--- START ---
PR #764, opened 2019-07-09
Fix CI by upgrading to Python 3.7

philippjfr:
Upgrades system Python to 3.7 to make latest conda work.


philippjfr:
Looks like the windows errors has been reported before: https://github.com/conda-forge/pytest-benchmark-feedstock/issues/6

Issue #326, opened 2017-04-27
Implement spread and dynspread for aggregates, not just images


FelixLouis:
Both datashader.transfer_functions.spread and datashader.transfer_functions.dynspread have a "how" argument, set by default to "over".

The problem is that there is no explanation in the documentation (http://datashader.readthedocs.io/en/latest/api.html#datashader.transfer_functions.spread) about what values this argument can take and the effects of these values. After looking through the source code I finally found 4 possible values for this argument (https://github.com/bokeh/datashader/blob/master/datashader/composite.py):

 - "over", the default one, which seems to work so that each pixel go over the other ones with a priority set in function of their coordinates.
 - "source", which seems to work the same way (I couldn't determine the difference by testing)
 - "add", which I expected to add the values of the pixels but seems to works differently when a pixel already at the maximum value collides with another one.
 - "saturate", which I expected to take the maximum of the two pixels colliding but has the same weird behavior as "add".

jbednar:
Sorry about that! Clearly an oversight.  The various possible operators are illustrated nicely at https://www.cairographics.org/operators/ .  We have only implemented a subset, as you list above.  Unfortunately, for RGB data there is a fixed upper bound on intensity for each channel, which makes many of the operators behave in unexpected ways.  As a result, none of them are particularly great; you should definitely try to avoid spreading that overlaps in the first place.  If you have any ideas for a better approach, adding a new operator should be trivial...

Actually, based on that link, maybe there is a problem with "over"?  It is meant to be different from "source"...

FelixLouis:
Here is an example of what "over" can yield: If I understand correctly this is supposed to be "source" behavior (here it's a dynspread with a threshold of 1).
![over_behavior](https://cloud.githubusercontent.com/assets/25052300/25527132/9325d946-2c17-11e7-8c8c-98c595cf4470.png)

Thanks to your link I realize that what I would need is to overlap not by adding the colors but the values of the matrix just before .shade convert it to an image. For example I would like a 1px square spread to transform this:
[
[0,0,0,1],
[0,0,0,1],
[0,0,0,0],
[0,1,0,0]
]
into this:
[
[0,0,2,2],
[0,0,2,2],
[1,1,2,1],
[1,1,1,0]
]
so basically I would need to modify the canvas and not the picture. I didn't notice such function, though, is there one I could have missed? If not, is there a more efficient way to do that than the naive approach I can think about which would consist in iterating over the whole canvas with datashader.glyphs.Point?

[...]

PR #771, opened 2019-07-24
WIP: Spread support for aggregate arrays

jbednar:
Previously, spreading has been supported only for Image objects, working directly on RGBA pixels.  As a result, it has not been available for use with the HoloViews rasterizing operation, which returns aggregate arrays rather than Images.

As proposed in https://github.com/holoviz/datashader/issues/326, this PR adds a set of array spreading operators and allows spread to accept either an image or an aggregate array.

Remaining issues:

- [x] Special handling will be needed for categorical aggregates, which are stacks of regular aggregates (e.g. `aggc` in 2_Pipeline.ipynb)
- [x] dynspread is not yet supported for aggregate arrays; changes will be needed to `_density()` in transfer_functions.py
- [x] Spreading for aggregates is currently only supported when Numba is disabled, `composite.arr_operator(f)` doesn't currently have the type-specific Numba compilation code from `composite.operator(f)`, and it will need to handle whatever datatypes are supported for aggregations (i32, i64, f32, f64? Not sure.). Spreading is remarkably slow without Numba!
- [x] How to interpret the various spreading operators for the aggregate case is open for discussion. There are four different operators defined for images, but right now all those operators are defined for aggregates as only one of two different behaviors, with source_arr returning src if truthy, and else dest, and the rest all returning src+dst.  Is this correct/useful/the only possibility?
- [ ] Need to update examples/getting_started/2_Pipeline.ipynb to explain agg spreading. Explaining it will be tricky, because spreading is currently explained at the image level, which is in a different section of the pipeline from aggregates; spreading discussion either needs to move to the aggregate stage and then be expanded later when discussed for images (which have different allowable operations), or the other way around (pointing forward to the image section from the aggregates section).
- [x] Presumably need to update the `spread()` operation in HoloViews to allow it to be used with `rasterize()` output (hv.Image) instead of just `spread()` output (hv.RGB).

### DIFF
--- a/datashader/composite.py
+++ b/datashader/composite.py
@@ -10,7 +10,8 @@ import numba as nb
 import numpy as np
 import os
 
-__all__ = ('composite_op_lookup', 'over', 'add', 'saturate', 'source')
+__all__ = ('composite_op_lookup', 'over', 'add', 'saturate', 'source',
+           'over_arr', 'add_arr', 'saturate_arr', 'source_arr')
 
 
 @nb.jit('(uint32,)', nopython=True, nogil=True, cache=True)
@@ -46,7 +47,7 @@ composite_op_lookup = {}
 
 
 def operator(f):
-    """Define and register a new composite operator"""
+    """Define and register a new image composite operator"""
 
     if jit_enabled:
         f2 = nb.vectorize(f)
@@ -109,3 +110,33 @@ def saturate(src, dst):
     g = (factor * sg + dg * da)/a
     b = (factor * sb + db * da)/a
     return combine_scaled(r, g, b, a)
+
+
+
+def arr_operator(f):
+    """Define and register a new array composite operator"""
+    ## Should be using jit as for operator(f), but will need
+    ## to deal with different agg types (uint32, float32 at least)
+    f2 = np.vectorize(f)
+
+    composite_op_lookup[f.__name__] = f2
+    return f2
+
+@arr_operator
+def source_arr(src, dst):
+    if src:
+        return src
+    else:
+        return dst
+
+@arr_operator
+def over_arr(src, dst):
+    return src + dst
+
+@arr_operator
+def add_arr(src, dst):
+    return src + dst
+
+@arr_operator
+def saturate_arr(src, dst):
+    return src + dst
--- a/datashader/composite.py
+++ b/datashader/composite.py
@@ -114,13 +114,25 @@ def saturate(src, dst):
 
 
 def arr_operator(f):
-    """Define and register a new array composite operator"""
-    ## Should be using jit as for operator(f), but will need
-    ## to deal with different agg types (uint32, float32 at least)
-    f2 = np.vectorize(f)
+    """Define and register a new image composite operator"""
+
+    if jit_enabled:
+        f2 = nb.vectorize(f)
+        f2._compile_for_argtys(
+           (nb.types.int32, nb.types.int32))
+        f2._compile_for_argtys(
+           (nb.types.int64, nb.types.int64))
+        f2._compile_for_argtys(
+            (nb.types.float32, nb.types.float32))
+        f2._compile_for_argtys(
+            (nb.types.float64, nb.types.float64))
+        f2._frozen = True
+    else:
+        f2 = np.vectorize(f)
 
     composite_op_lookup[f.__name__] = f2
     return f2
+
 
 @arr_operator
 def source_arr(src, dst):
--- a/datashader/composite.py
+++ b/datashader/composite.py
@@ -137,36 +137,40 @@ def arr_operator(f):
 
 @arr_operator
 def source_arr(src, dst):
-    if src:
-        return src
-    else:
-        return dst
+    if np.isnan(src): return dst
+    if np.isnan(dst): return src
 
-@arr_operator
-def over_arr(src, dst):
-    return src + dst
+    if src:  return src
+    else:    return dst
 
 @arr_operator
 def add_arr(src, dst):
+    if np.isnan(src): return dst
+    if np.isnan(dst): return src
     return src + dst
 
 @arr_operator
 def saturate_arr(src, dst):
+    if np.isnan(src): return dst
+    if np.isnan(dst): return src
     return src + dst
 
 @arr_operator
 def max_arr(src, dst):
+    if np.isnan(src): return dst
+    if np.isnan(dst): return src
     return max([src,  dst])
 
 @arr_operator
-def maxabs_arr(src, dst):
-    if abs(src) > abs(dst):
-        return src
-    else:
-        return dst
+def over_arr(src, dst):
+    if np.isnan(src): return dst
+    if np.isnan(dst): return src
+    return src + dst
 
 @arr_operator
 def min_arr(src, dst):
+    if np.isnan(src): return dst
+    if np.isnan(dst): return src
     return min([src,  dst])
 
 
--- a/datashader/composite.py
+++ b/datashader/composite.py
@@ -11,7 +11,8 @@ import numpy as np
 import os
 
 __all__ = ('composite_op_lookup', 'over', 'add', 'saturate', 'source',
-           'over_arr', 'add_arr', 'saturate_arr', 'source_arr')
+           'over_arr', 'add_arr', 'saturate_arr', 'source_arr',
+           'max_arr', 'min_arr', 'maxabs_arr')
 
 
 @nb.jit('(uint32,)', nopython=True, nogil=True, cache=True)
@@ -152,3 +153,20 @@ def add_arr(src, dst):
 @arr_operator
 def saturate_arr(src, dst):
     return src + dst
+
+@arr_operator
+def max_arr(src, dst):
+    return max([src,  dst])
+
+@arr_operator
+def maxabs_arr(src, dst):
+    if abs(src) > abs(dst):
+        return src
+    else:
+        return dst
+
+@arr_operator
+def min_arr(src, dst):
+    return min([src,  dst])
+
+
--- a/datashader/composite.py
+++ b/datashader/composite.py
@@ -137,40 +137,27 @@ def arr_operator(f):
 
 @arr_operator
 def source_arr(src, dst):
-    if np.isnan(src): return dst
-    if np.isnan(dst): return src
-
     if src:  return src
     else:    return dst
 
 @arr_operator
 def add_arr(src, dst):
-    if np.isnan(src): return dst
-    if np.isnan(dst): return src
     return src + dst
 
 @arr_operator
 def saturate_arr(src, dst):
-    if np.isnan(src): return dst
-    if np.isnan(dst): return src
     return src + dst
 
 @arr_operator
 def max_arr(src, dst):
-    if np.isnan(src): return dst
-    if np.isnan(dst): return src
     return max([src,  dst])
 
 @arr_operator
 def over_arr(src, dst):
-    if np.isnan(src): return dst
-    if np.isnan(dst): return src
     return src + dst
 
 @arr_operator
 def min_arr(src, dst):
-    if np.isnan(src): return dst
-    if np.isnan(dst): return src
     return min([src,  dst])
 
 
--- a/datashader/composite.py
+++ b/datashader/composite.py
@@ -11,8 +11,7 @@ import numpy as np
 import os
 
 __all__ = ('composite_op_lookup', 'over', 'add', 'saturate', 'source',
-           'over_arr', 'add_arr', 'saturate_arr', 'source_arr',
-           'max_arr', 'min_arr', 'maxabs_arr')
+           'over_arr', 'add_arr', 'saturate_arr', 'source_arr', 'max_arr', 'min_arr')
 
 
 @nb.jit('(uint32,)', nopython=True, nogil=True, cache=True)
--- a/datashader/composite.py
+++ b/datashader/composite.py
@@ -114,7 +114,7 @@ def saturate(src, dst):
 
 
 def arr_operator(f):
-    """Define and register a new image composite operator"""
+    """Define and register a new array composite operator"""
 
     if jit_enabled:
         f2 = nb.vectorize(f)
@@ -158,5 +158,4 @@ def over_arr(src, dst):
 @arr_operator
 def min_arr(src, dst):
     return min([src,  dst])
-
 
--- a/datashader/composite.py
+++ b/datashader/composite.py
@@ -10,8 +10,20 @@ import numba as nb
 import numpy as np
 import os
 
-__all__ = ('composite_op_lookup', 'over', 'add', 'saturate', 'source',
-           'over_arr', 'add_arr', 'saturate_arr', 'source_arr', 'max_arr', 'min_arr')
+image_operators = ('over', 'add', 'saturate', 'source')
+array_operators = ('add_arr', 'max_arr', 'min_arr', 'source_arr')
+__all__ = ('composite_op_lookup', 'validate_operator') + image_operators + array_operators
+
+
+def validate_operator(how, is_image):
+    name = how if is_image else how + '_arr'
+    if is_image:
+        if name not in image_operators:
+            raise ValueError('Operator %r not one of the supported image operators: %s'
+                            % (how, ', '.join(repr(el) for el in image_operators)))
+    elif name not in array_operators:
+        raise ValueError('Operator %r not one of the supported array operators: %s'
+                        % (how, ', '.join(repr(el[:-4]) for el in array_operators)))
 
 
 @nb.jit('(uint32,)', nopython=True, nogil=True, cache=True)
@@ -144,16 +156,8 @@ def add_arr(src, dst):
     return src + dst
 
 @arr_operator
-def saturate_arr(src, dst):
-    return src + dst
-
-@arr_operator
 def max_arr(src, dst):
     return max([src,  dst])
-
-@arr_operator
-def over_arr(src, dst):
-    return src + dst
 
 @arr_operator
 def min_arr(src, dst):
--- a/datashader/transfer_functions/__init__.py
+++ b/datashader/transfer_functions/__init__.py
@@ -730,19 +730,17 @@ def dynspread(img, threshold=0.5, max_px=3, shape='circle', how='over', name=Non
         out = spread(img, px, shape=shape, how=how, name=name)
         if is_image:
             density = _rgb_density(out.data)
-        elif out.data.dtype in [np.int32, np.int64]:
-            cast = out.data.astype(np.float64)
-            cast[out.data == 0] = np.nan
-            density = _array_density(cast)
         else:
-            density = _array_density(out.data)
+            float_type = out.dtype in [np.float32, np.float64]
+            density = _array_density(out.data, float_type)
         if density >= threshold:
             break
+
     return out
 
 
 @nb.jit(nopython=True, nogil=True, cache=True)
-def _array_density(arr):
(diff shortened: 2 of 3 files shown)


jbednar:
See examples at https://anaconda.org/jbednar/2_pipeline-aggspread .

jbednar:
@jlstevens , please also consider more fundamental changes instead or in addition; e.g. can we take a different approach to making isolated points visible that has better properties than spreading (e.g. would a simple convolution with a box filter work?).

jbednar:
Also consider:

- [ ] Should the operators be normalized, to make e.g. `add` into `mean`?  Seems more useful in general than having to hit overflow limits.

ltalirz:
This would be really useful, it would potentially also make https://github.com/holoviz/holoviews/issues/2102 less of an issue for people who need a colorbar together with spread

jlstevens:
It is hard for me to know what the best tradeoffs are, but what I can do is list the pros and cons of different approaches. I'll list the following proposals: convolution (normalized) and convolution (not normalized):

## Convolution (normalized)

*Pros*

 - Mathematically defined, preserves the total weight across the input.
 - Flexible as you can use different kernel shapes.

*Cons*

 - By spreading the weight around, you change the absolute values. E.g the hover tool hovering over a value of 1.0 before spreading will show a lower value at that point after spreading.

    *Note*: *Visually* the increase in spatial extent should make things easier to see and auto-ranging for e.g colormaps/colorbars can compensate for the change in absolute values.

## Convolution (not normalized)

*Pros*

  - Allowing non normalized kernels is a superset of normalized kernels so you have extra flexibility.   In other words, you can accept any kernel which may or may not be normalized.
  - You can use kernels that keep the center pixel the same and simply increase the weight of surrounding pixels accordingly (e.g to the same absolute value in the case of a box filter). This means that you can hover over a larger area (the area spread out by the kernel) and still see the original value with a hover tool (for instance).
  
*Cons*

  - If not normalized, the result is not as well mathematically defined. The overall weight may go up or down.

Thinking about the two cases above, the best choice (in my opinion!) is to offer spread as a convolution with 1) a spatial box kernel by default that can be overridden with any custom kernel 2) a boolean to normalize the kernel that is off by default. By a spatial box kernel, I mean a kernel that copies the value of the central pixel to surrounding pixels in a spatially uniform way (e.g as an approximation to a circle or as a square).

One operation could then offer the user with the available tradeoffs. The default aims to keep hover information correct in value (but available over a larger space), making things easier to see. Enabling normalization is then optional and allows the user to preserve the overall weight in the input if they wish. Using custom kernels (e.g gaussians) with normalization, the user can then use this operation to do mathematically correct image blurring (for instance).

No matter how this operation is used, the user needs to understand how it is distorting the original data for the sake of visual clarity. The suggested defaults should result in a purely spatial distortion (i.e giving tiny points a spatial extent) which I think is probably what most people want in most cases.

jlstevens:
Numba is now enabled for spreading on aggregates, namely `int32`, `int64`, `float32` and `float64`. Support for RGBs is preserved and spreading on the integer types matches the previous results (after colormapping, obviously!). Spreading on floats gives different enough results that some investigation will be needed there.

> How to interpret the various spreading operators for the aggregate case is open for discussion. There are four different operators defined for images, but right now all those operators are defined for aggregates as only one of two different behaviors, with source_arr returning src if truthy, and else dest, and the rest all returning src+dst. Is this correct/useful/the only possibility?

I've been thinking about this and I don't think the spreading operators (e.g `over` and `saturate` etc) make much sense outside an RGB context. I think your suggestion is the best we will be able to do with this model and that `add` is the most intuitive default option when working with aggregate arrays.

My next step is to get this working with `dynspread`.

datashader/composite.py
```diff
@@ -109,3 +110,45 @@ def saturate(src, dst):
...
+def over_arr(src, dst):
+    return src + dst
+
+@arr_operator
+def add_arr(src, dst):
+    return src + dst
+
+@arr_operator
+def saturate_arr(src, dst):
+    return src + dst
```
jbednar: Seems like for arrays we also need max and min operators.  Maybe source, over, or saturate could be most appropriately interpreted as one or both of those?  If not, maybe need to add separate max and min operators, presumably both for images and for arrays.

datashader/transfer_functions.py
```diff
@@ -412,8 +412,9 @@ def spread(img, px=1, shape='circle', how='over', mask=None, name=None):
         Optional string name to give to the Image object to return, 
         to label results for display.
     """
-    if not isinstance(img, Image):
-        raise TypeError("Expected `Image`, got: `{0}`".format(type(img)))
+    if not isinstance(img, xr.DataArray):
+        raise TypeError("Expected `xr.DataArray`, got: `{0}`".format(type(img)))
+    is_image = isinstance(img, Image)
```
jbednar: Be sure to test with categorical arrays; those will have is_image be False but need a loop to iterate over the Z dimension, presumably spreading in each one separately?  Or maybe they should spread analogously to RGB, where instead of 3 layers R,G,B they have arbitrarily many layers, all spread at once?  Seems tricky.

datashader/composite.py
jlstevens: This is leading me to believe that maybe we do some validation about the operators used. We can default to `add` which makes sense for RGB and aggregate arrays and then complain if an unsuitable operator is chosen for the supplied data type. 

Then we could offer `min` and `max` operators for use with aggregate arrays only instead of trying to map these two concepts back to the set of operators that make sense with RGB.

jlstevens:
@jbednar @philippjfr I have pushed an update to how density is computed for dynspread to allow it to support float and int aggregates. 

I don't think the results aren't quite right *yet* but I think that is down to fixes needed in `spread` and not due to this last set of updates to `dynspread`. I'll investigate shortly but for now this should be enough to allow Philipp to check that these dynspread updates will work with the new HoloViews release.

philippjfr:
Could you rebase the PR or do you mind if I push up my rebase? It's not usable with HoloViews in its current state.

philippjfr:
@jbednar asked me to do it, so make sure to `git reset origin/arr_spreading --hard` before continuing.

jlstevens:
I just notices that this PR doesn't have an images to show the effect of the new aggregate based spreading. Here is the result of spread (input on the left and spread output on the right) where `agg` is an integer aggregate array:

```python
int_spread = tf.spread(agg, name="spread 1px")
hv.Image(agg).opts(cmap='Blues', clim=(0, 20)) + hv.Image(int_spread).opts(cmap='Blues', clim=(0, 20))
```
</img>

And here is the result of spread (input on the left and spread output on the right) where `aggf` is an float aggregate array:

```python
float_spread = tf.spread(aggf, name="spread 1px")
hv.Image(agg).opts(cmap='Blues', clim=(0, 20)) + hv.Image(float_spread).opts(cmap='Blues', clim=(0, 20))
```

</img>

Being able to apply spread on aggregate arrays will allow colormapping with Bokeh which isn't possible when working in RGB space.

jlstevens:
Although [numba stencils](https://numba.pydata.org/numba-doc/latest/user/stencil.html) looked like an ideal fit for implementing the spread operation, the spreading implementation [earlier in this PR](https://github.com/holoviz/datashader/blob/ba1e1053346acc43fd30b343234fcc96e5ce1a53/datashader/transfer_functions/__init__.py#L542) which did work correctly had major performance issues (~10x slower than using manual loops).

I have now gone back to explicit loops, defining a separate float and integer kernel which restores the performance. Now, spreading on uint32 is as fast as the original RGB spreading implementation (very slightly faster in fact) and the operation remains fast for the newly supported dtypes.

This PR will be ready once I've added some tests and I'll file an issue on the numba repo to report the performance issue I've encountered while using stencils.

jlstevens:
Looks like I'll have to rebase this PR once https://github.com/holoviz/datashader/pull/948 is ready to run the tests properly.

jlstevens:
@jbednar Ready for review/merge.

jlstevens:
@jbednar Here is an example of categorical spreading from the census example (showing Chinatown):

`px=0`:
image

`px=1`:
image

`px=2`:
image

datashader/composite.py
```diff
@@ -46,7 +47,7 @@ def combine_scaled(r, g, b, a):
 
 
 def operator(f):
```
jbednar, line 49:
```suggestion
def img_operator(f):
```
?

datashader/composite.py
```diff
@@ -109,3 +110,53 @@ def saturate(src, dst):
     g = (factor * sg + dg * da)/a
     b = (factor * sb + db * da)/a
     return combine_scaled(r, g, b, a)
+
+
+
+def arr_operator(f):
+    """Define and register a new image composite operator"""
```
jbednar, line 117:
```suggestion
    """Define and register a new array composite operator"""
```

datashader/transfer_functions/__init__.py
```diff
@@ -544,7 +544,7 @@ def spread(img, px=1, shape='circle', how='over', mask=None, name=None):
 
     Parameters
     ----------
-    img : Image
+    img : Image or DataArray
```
--- END ---
--- START ---
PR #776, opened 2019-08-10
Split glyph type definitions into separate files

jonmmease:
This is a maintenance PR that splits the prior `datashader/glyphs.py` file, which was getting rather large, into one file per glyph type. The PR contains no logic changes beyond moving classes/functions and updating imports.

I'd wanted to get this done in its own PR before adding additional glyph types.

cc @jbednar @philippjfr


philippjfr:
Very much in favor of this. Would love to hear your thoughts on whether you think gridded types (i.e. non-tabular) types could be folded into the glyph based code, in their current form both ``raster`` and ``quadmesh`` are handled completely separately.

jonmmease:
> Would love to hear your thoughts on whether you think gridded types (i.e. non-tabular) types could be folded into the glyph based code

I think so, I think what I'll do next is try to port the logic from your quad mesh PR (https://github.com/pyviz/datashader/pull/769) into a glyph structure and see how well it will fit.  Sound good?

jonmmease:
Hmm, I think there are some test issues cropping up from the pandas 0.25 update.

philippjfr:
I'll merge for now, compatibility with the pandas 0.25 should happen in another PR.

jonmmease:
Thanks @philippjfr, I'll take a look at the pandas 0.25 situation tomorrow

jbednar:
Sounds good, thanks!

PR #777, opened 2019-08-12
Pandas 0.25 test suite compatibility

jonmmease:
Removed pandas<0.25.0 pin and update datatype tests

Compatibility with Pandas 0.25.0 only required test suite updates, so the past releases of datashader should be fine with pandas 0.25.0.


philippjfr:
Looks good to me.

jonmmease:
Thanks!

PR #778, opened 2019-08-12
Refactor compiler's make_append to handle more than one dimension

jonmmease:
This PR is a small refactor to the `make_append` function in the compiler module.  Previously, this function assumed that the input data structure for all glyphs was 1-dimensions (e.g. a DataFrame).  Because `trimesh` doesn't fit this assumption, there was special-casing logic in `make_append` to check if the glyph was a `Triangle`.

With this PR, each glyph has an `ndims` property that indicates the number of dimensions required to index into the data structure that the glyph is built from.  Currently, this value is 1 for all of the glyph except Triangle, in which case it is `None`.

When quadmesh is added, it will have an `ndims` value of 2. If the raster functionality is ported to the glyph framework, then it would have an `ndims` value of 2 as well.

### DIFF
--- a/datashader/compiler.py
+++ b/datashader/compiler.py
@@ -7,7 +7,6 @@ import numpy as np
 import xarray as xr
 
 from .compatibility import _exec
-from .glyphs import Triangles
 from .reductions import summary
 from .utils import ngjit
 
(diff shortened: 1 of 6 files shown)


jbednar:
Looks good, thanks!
--- END ---
Only a number is wanted here: how many lines of the material hold the word "correctly".

● Result of this task: 2